PR #4458, opened 2021-01-22
[WFCORE-4291] Add support for non-graceful startup

jasondlee:
https://issues.redhat.com/browse/WFCORE-4291

Squashed commit of the following:
commit 874016e
Author: Brian Stansberry <brian.stansberry@redhat.com>
Date:   Mon Jul 29 13:50:48 2019 -0500

    [WFCORE-4291] Basic implementation of disabling initial boot-time suspension of a server.

Change name from "graceless" to "graceful-startup" and invert intention
Add support for '--graceful-startup' command line param for server startup
Modify schema to add graceful-startup attribute to server-group for domain mode support
Modify ManagedServerBootCmdFactory to pass arg as needed to managed servers

### DIFF
--- a/host-controller/src/main/java/org/jboss/as/domain/controller/transformers/ServerGroupTransformers.java
+++ b/host-controller/src/main/java/org/jboss/as/domain/controller/transformers/ServerGroupTransformers.java
@@ -47,29 +47,36 @@ class ServerGroupTransformers {
         //////////////////////////////////
         //The EAP/AS 7.x chains
 
-        // module-options was introduced in 13, WildFly 20
-        ResourceTransformationDescriptionBuilder currentTo13 = createBuilderFromCurrent(chainedBuilder, KernelAPIVersion.VERSION_13_0);
-        JvmTransformers.registerTransformers13_AndBelow(currentTo13);
+        // graceful-startup attribute was introduced in Kernel 16 (Wildfly 23)
+        ResourceTransformationDescriptionBuilder currentTo15 = createBuilderFromCurrent(chainedBuilder, KernelAPIVersion.VERSION_15_0)
+                .getAttributeBuilder()
+                .setDiscard(DiscardAttributeChecker.DEFAULT_VALUE, ServerGroupResourceDefinition.GRACEFUL_STARTUP)
+                .addRejectCheck(RejectAttributeChecker.DEFINED, ServerGroupResourceDefinition.GRACEFUL_STARTUP)
+                .end();
 
-        //timeout attribute renamed to suspend-timeout in Version 9.0. Must be renamed for 8.0 and below
+        // module-options was introduced in Kernel API 14 (WildFly Core 13, WildFly 21)
+        ResourceTransformationDescriptionBuilder builder15to13 = createBuilder(chainedBuilder, KernelAPIVersion.VERSION_15_0, KernelAPIVersion.VERSION_13_0);
+        JvmTransformers.registerTransformers13_AndBelow(builder15to13);
+
+        //timeout attribute renamed to suspend-timeout in Version Kernel 9.0 (WildFly Core 7, WildFly 15). Must be renamed for 8.0 and below
         ResourceTransformationDescriptionBuilder builder10to8 = createBuilder(chainedBuilder, KernelAPIVersion.VERSION_10_0, KernelAPIVersion.VERSION_8_0);
         DomainServerLifecycleHandlers.registerTimeoutToSuspendTimeoutRename(builder10to8);
 
-        // kill-servers and destroy-servers are rejected since 5.0 and below
+        // kill-servers and destroy-servers are rejected for Kernel 5.0 (WildFly Core 3, WildFly 11) and below
         ResourceTransformationDescriptionBuilder builder60to50 = createBuilder(chainedBuilder, KernelAPIVersion.VERSION_6_0, KernelAPIVersion.VERSION_5_0);
         DomainServerLifecycleHandlers.registerKillDestroyTransformers(builder60to50);
 
-        // The use of default-interface attribute in socket-binding-group is rejected since 1.8 and below
+        // The use of default-interface attribute in socket-binding-group is rejected for 1.8 and below
         ResourceTransformationDescriptionBuilder builder20to18 = createBuilder(chainedBuilder, KernelAPIVersion.VERSION_2_0, KernelAPIVersion.VERSION_1_8)
                 .getAttributeBuilder()
                 .setDiscard(DiscardAttributeChecker.UNDEFINED, ServerGroupResourceDefinition.SOCKET_BINDING_DEFAULT_INTERFACE)
                 .addRejectCheck(RejectAttributeChecker.DEFINED, ServerGroupResourceDefinition.SOCKET_BINDING_DEFAULT_INTERFACE)
                 .end();
 
-        //suspend and resume servers are rejected since 1.8 and below
+        //suspend and resume servers are rejected for Kernel 1.8 (EAP 6.4.0 CP07) and below
         DomainServerLifecycleHandlers.registerServerLifeCycleOperationsTransformers(builder20to18);
 
-        // The use of launch-command is rejected since 2.1 and below
+        // The use of launch-command is rejected since Kernel 2.1 (WildFly 8.1.0) and below
         ResourceTransformationDescriptionBuilder builder30To21 = createBuilder(chainedBuilder, KernelAPIVersion.VERSION_3_0, KernelAPIVersion.VERSION_2_1);
         JvmTransformers.registerTransformers2_1_AndBelow(builder30To21);
 
--- a/host-controller/src/main/resources/org/jboss/as/domain/controller/resources/LocalDescriptions.properties
+++ b/host-controller/src/main/resources/org/jboss/as/domain/controller/resources/LocalDescriptions.properties
@@ -76,6 +76,7 @@ server-group.add.jvm=The jvm name.
 server-group.remove=Remove an existing new server group.
 server-group.profile=The profile name.
 server-group.jvm=The named jvm.
+server-group.graceful-startup=Start the servers gracefully, queuing or cleanly rejecting incoming requests until the server is fully started.
 server-group.socket-binding-group=The default socket binding group used for servers associated with this group.
 server-group.socket-binding-default-interface=The socket binding group default interface for this server.
 server-group.socket-binding-port-offset=The default offset to be added to the port values given by the socket binding group.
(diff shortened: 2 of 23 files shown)


server/src/main/resources/schema/wildfly-config_16_0.xsd
```diff
@@ -2923,6 +2923,13 @@
                 </xs:documentation>
             </xs:annotation>
         </xs:attribute>
+        <xs:attribute name="graceful-startup" type="xs:boolean" default="true">
+            <xs:annotation>
+                <xs:documentation>
+                    Set to true to have servers in the group start gracefully, queuing incoming requests until the server is fully started.
```
bstansberry, line 2929: Perhaps some words describing more about what 'false' means?

Also, s/queueing/queueing or cleanly rejecting/g

host-controller/src/main/resources/org/jboss/as/domain/controller/resources/LocalDescriptions.properties
```diff
@@ -76,6 +76,7 @@ server-group.add.jvm=The jvm name.
 server-group.remove=Remove an existing new server group.
 server-group.profile=The profile name.
 server-group.jvm=The named jvm.
+server-group.graceful-startup=Start the servers in gracefully, queuing incoming requests until the server is fully started.
```
bstansberry, line 79: s/in gracefully/gracefully

s/queuing incoming/queueing or cleanly rejecting/g

server/src/main/java/org/jboss/as/server/ServerService.java
```diff
@@ -312,9 +312,14 @@ protected void boot(final BootContext context) throws ConfigurationPersistenceEx
             newExtDirs[extDirs.length] = new File(serverEnvironment.getServerBaseDir(), "lib/ext");
             serviceTarget.addService(org.jboss.as.server.deployment.Services.JBOSS_DEPLOYMENT_EXTENSION_INDEX,
                     new ExtensionIndexService(newExtDirs)).setInitialMode(ServiceController.Mode.ON_DEMAND).install();
-            final Boolean suspend = runningModeControl.getSuspend()!= null ? runningModeControl.getSuspend() : serverEnvironment.isStartSuspended();
+            final boolean suspend = runningModeControl.getSuspend()!= null ? runningModeControl.getSuspend() : serverEnvironment.isStartSuspended();
+            final boolean gracefulStartup = serverEnvironment.isStartGracefully();
+            assert !suspend || gracefulStartup;
```
bstansberry, line 317: This was a bad thing for me to have written. It might be ok but only if we've validated the user input elsewhere so this is basically asserting that that elsewhere did what it wanted. And TBH I don't think that 'validation elsewhere' is readily doable; this code is probably the place to validate and decide what to do.

What to do == TBD!

bstansberry: Re the TBD, we've been chatting and I think if 'suspend=true' and 'gracefulStartup=false' then 'suspend' should win, but with logging.

The reason is because gracefulStartup can only be set from the cmd line, while the start-mode can be changed during a reload. So there can be workflows (odd ones, but they exist) where the user wants the long term setting to be graceless but temporarily they want the server suspended. The basic use case for graceless is a multiple deployment scenario where app B needs to invoke on app A during start. So the odd workflows would involve cases where app B isn't deployed yet or has been undeployed, and the admin is doing stuff and reloading.

jmesnil:
@jasondlee Could you please check the issue related to this PR (and link it in the commit message)?

https://issues.redhat.com/browse/WFCORE-2491 does not seem to be the correct issue...

jmesnil:
https://issues.redhat.com/browse/WFCORE-4291 is the right one! ;)

host-controller/src/main/java/org/jboss/as/domain/controller/transformers/ServerGroupTransformers.java
```diff
@@ -47,9 +47,16 @@ static ChainedTransformationDescriptionBuilder buildTransformerChain() {
...
-        ResourceTransformationDescriptionBuilder currentTo13 = createBuilderFromCurrent(chainedBuilder, KernelAPIVersion.VERSION_13_0);
-        JvmTransformers.registerTransformers13_AndBelow(currentTo13);
+        // graceful-startup attribute was introduced in Kernel 16 (Wildfly 23)
+        ResourceTransformationDescriptionBuilder currentTo15 = createBuilderFromCurrent(chainedBuilder, KernelAPIVersion.VERSION_15_0)
+                .getAttributeBuilder()
+                .setDiscard(DiscardAttributeChecker.DEFAULT_VALUE, ServerGroupResourceDefinition.GRACEFUL_STARTUP)
+                .addRejectCheck(RejectAttributeChecker.DEFINED, ServerGroupResourceDefinition.GRACEFUL_STARTUP)
+                .end();
+
+        // module-options was introduced in 14, WildFly 20
```
bstansberry, line 57: This says 14, but the code says 15.

I'm pretty sure that's because the 14 means WildFly Core 14, which used Kernel API version 15. This stuff is confusing and some day someone is going to mess up and we won't notice.

Can you change this (and others in this file) something like:

'blah blah Kernel X (WildFly Core Y, WildFly Z)'

bstansberry (commented):
This LGTM other than a minor point about a code comment.

Squashing to 1 commit is good since AIUI the 2nd is fixing a bug in the 1st.

jasondlee:
> @jasondlee Could you please check the issue related to this PR (and link it in the commit message)?
> 
> https://issues.redhat.com/browse/WFCORE-2491 does not seem to be the correct issue...

Wow. That's been that way forever. Fat fingered that. Got it fixed. :)

host-controller/src/main/java/org/jboss/as/domain/controller/transformers/ServerGroupTransformers.java
```diff
@@ -47,15 +47,22 @@ static ChainedTransformationDescriptionBuilder buildTransformerChain() {
...
-        ResourceTransformationDescriptionBuilder currentTo13 = createBuilderFromCurrent(chainedBuilder, KernelAPIVersion.VERSION_13_0);
-        JvmTransformers.registerTransformers13_AndBelow(currentTo13);
+        // graceful-startup attribute was introduced in Kernel 16 (Wildfly 23)
+        ResourceTransformationDescriptionBuilder currentTo15 = createBuilderFromCurrent(chainedBuilder, KernelAPIVersion.VERSION_15_0)
+                .getAttributeBuilder()
+                .setDiscard(DiscardAttributeChecker.DEFAULT_VALUE, ServerGroupResourceDefinition.GRACEFUL_STARTUP)
+                .addRejectCheck(RejectAttributeChecker.DEFINED, ServerGroupResourceDefinition.GRACEFUL_STARTUP)
+                .end();
+
+        // module-options was introduced in Kernel 13 (WildFly Core 12, WildFly 20)
```
bstansberry, line 57: // module-options was introduced in Kernel API 14 (WildFly Core 13, WildFly 21)

host-controller/src/main/java/org/jboss/as/domain/controller/transformers/ServerGroupTransformers.java
```diff
@@ -47,15 +47,22 @@ static ChainedTransformationDescriptionBuilder buildTransformerChain() {
...
+        ResourceTransformationDescriptionBuilder builder15to13 = createBuilder(chainedBuilder, KernelAPIVersion.VERSION_15_0, KernelAPIVersion.VERSION_13_0);
+        JvmTransformers.registerTransformers13_AndBelow(builder15to13);
 
-        //timeout attribute renamed to suspend-timeout in Version 9.0. Must be renamed for 8.0 and below
+        //timeout attribute renamed to suspend-timeout in Version Kernel 9.0 (WildFly Core xx, WildFly 15). Must be renamed for 8.0 and below
```
bstansberry, line 61: xx == 7

host-controller/src/main/java/org/jboss/as/domain/controller/transformers/ServerGroupTransformers.java
```diff
@@ -47,15 +47,22 @@ static ChainedTransformationDescriptionBuilder buildTransformerChain() {
...
         ResourceTransformationDescriptionBuilder builder10to8 = createBuilder(chainedBuilder, KernelAPIVersion.VERSION_10_0, KernelAPIVersion.VERSION_8_0);
         DomainServerLifecycleHandlers.registerTimeoutToSuspendTimeoutRename(builder10to8);
 
-        // kill-servers and destroy-servers are rejected since 5.0 and below
+        // kill-servers and destroy-servers are rejected since Kernel 5.0 (WildFly Core xx, WildFly 11) and below
```
bstansberry, line 65: s/rejected since/rejected for/g

xx == 3

host-controller/src/main/java/org/jboss/as/domain/controller/transformers/ServerGroupTransformers.java
```diff
@@ -66,10 +73,10 @@ static ChainedTransformationDescriptionBuilder buildTransformerChain() {
                 .addRejectCheck(RejectAttributeChecker.DEFINED, ServerGroupResourceDefinition.SOCKET_BINDING_DEFAULT_INTERFACE)
                 .end();
 
-        //suspend and resume servers are rejected since 1.8 and below
+        //suspend and resume servers are rejected since Kernel 1.8 (EAP 6.4.0 CP07) and below
```
bstansberry, line 76: s/rejected since/rejected for/g

host-controller/src/main/java/org/jboss/as/domain/controller/transformers/ServerGroupTransformers.java
```diff
@@ -66,10 +73,10 @@ static ChainedTransformationDescriptionBuilder buildTransformerChain() {
...
         DomainServerLifecycleHandlers.registerServerLifeCycleOperationsTransformers(builder20to18);
 
-        // The use of launch-command is rejected since 2.1 and below
+        // The use of launch-command is rejected since Kernel 2.1 (WildFly Core xx, WildFly 8.1.0) and below
```
bstansberry, line 79: the WildFly Core xx can be dropped as WF Core did not exist yet (it hadn't been split out from main WF)

bstansberry (changes requested):

host-controller/src/main/java/org/jboss/as/domain/controller/transformers/ServerGroupTransformers.java
jasondlee: Updated

bstansberry (approved):

jmesnil:
Pre-check is done, I'm merging this PR.

@jasondlee Thanks!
########
-- Your objective --
Restate, word for word and with nothing added, the lines from the beginning of the records above through the line that contains "Modify schema to".

-- Task answer --
PR #4458, opened 2021-01-22
[WFCORE-4291] Add support for non-graceful startup

jasondlee:
https://issues.redhat.com/browse/WFCORE-4291

Squashed commit of the following:
commit 874016e
Author: Brian Stansberry <brian.stansberry@redhat.com>
Date:   Mon Jul 29 13:50:48 2019 -0500

    [WFCORE-4291] Basic implementation of disabling initial boot-time suspension of a server.

Change name from "graceless" to "graceful-startup" and invert intention
Add support for '--graceful-startup' command line param for server startup
Modify schema to add graceful-startup attribute to server-group for domain mode support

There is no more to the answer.